**Work order**
All of the data beneath this instruction is to be transcribed word for word.

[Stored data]
☆ ☆ ☆ ☆
PR #1254, opened 2022-05-06
Update master for Foreman 3.3

upadhyeammit:
Cherry-pick into:
None

### DIFF
--- a/.github/PULL_REQUEST_TEMPLATE.md
+++ b/.github/PULL_REQUEST_TEMPLATE.md
@@ -1,6 +1,7 @@
 
 Cherry-pick into:
 
+* [ ] Foreman 3.3
 * [ ] Foreman 3.2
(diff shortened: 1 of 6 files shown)


maximiliankolb (commented):
Thanks for the PR. Everything looks good to me. However, I am unsure if we could simply save the hassle and go straight from "3.2 is the current stable release" to "3.3 is the current stable release" without the RC phase.

upadhyeammit:
> Thanks for the PR. Everything looks good to me. However, I am unsure if we could simply save the hassle and go straight from "3.2 is the current stable release" to "3.3 is the current stable release" without the RC phase.

It use to be like what you have mentioned in former theforeman.org , however there are few challenges doing this,
1. We can't say 3.3 is new stable unless we GA it?
2. This means updated docs of 3.3 are not available in RC phase?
☆ ☆ ☆ ☆
**Result for this task**
PR #1254, opened 2022-05-06
Update master for Foreman 3.3

upadhyeammit:
Cherry-pick into:
None

### DIFF
--- a/.github/PULL_REQUEST_TEMPLATE.md
+++ b/.github/PULL_REQUEST_TEMPLATE.md
@@ -1,6 +1,7 @@
 
 Cherry-pick into:
 
+* [ ] Foreman 3.3
 * [ ] Foreman 3.2
(diff shortened: 1 of 6 files shown)


maximiliankolb (commented):
Thanks for the PR. Everything looks good to me. However, I am unsure if we could simply save the hassle and go straight from "3.2 is the current stable release" to "3.3 is the current stable release" without the RC phase.

upadhyeammit:
> Thanks for the PR. Everything looks good to me. However, I am unsure if we could simply save the hassle and go straight from "3.2 is the current stable release" to "3.3 is the current stable release" without the RC phase.

It use to be like what you have mentioned in former theforeman.org , however there are few challenges doing this,
1. We can't say 3.3 is new stable unless we GA it?
2. This means updated docs of 3.3 are not available in RC phase?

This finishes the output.